++++ INPUT

PR #687, opened 2025-05-21
Elder: Fix end of dialogue

wjt:
In commit 1edfb44e78faab2a08621f467e9e442ccd2df978, I moved talker.gd's connection to DialogueManager.dialogue_ended to
_on_interaction_started(). What I missed is that elder.gd overrides this function without chaining up. So the elders' _on_dialogue_ended() is never called, making it impossible to enter a quest.

Copy the same new code into elder.gd.


wjt:
I'm going to merge this without review because the game is unplayable on `main`, but post-hoc review is welcome.

PR #689, opened 2025-05-21
Change "kick" to "tap" in sequence puzzles

wjt:
This is a change from @hydrolet in https://github.com/StellaQuest/threadbare/pull/31. It's OK to kick a rock, but not a tortoise. By using a more neutral term for the default interact verb, we reduce the number of cases where someone will have to figure out how to override it.

I updated the dialogue accordingly. Unfortunately "kick" is in the API and we can't change that.


manuq (approved):
Better!

Issue #489, opened 2025-05-07
Sokoban: Design gameplay hints


wjt:
I have always found Sokoban puzzles very difficult and these are no exception. It might be nice at some point to provide the player with some hints if they're stuck.

### XP Summary (total 300)
| Subdomain | Skill | XP |
| - | - | - |
| Game Design: Progression & Motivation | Problem Solving | 75 |
| Game Design: Progression & Motivation | Creativity & Design Thinking | 150 |
| Game Design: Progression & Motivation | Technical Literacy | 75 |

manuq:
Adding hints would need game design. My alternative proposal is to offer a way to skip the puzzles: https://github.com/endlessm/threadbare/pull/691

wjt:
I've repurposed this issue as a task to do that game design thinking: what is the right design for hints? Once we have a design for hints we can create follow-on tasks to bring them to fruition.

wjt:
In our game, you could imagine having the shadow of a piece in a position that it should be moved to (either temporarily or permanently). Mockups:

In 1a you have to put the dust blobs in particular places:

<img width="668" height="377" alt="Image" src="https://github.com/user-attachments/assets/ab5803d2-5b64-448f-ade1-ce9fde7ebfdb" />

In 1b you have to put the yellow thread in an unexpected place, temporarily, to be able to manoeuvre the green behind it, so that you can place the yellow then green.

As I mock this up I realise that we need to preserve the colours because the threads all have the same shape – and this may be an accessibility issue for people with colour-blindness. I'll open another issue for that. But ignoring that for a moment, here's hint 1:

<img width="627" height="560" alt="Image" src="https://github.com/user-attachments/assets/15f61a15-33f8-43d7-aa97-aa11a08ed797" />

and here's hint 2 (with the yellow thread moved out of the way):

<img width="627" height="560" alt="Image" src="https://github.com/user-attachments/assets/e2497510-5d96-40d0-85d7-30ce97cee1c3" />

sebastianangulod:
I plan to work on this

wjt:
[Spooky Express](https://spooky.express/) is a grid-based puzzle game whose technical artist developed these Sokoban puzzles! The goal is to lay out a train line that takes the vampire to the coffin, etc., and then to the exit. Here is the hint interface from that game:

<img width="1080" height="2400" alt="Image" src="https://github.com/user-attachments/assets/05b035f2-c9e6-4510-8150-38d9dd58ab0c" />

[...]

Issue #432, opened 2025-05-02
Add a way to abandon a quest


wjt:
As the game grows, it will become more likely that some quests will include challenges that are too hard for some players to complete. Right now, there is no way to abandon a quest, short of quitting and reopening the game.

It might be nice to add an "Abandon Quest" option to the pause menu (#8), available while on a quest (including when you have returned to Fray's End but not yet taken the threads you collected to the Loom). If activated, this would prompt for confirmation, then clear any inventory items from the current quest and return you to Fray's End. In particular, as someone who is bad at Sokoban, I think it should work in the Sokoban puzzles :)

wjt:
@PhoenixStroh this is my memory of your idea from a conversation earlier in the week – is this what you were thining9?

wjt:
Reopening this because "Exit to Title" doesn't actually do what I was thinking here:

- If on a quest:
- Have a Pause menu item “Abandon Quest”
- This should:
    - Clear your inventory of any collected threads
    - Return you to Fray's End

PR #691, opened 2025-05-21
Make sokoban puzzles skippable

manuq:
A "press X to skip" will appear in the HUD, next to the hints for the undo and reset. Only after 2 minutes of being stuck or after 10 retries.

Helps https://github.com/endlessm/threadbare/issues/489


scenes/eternal_loom_sokoban/components/hud/sokoban_hud.tscn
```diff
@@ -57,3 +58,20 @@ layout_mode = 2
 theme = ExtResource("3_uhi48")
 theme_type_variation = &"HintLabel"
 text = "Reset"
+
+[node name="HBoxContainer3" type="HBoxContainer" parent="VBoxContainer"]
+layout_mode = 2
```
wjt: IMO this should be above the other two, because otherwise the hud shifts upwards when the new action becomes visible:

[Screencast from 2025-05-22 14-05-46.webm](https://github.com/user-attachments/assets/c43b5996-74a7-42d5-be52-cf70f0548a38)

wjt (approved):
IMO this is a reasonable interim solution. But I'd be interested in other opinions.

The alternative would be to add an "abandon quest" feature #432 but that would rob the player of the ability to see the closing dialogue with the loom...

manuq:
> The alternative would be to add an "abandon quest" feature #432 but that would rob the player of the ability to see the closing dialogue with the loom...

Yes, IMO #432 is a must have. But the skip can happen even with that, as it makes the sokobans optional so you can complete the game, instead of having to quit.

manuq:
https://github.com/endlessm/threadbare/issues/432 has been implemented. Even with that, it may be good to have this way to skip the sokoban puzzles, effectively making them optional. Considering that their difficulty is super high compared to all the rest. As a way to have more players satisfied and able to finish the game.

PR #694, opened 2025-05-22
Update combat fish next scene

hydrolet:


hydrolet:
removed the red fish modulation, added second fish instead
set the correct next scene

PR #1257, opened 2025-09-27
Grappling hook: Fancier camera

manuq:
Add a camera behavior node (a node that can control a camera) to keep a target on frame, within a safe region. When the target is off frame, the camera will pan to contain it. The safe region is intended to not move the camera unnecessarily. 

[Grabación de pantalla desde 2025-09-26 22-09-53.webm](https://github.com/user-attachments/assets/92718eab-850a-4b70-a7b8-94dcf11479a7)

This sketch tries to explain the safe region:

on-off-frame

The camera region is a 720x1280 (16:9) rectangle that fits the viewport. The dashed area outside shows the canvas if the viewport aspect ratio doesn't match the camera aspect ratio. Inside the camera region, there is a "safe region" rectangle, defined with left/top/right/bottom margins going from zero (all margin) to one (no margin at all). The recording above uses 0.5 for all margins, so the safe region is 1/4 rectangle of the camera rectangle. Setting zero to all margins there is no safe region, so the camera moves even when (for instance) the grappling hook grabs a button item.


scenes/quests/lore_quests/quest_002/2_grappling_hook/grappling_hook_needles.tscn
```diff
@@ -72,6 +73,13 @@ limit_bottom = 1728
 position_smoothing_enabled = true
 editor_draw_limits = true
 
+[node name="FrameCameraBehavior" type="Node2D" parent="OnTheGround/Player/Camera2D" node_paths=PackedStringArray("camera", "main_target", "frame_target")]
+unique_name_in_owner = true
+script = ExtResource("15_dwcg4")
+camera = NodePath("..")
+main_target = NodePath("../..")
+frame_target = NodePath("../../PlayerHook/HookEnding")
```
wjt, line 81: How did you set this in the editor? It's a child of the `player.tscn` scene so I can't find a way to do it, except perhaps enabling editable children on the player temporarily?

wjt (approved):
Playing this, it feels good!

But it does feel a little like you are reimplementing the drag margin logic that the camera already has. Another way to do this might be:

1. Add a second Camera2D as child of HookEnding in the player scene
2. Configure this with the desired drag margins; don't enable it.
3. When the player begins hooking:
    - Set the hook camera to `enabled = true`
    - Call `make_current()` on it
4. When the player ends hooking:
    - Set `enabled = false` which should restore the next enabled camera in the tree – the one attached to the player

As I type this out – maybe it's more complicated than what you have implemented :)

scenes/quests/lore_quests/quest_002/2_grappling_hook/components/grappling_hook_needles.gd
```diff
@@ -5,9 +5,13 @@ extends Node2D
 
 @onready var door: Node2D = %Door
 @onready var award_buttons: Node2D = %AwardButtons
+@onready var player: Player = %Player
+@onready var frame_camera_behavior: FrameCameraBehavior = %FrameCameraBehavior
 
 
 func _ready() -> void:
+	frame_camera_behavior.frame_target = player.get_node("PlayerHook/HookEnding")
```
wjt, line 13: Why is this done in code here, but in the scene file in `grappling_hook_needles.tscn`?

scenes/quests/lore_quests/quest_002/2_grappling_hook/grappling_hook_needles.tscn
manuq: Hmm yes I used editable children while developing, then turned it off.  Good finding, it shouldn't be part of the changes.

scenes/quests/lore_quests/quest_002/2_grappling_hook/components/grappling_hook_needles.gd
manuq: The code should do it.

manuq:
> Playing this, it feels good!
> 
> But it does feel a little like you are reimplementing the drag margin logic that the camera already has. Another way to do this might be:
> 
> 1. Add a second Camera2D as child of HookEnding in the player scene
> 2. Configure this with the desired drag margins; don't enable it.
> 3. When the player begins hooking:
>    
>    * Set the hook camera to `enabled = true`
>    * Call `make_current()` on it
> 4. When the player ends hooking:
>    
>    * Set `enabled = false` which should restore the next enabled camera in the tree – the one attached to the player
> 
> As I type this out – maybe it's more complicated than what you have implemented :)

Having a second camera is an interesting option. Let me experiment with it!

PR #1258, opened 2025-09-27
Add new crops to Fray's End

### LINKED ISSUE #677: Replace scaled bushes with crops
In Fray's End there are scaled bushes as placeholders for crops. Create an asset for the crops and replace them:

Image

Be inspired by the game's lore when creating the crops. They could be made of fabric or have a crochet pattern, for example.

++++++++

» ABOUT THIS TASK
After locating the line holding "Helps https://github.com/endlessm/threadbare/issues/489" above, output exactly that line and every line after it through the line holding "wjt: IMO this". Include nothing else.

» REPLY
Helps https://github.com/endlessm/threadbare/issues/489


scenes/eternal_loom_sokoban/components/hud/sokoban_hud.tscn
```diff
@@ -57,3 +58,20 @@ layout_mode = 2
 theme = ExtResource("3_uhi48")
 theme_type_variation = &"HintLabel"
 text = "Reset"
+
+[node name="HBoxContainer3" type="HBoxContainer" parent="VBoxContainer"]
+layout_mode = 2
```
wjt: IMO this should be above the other two, because otherwise the hud shifts upwards when the new action becomes visible:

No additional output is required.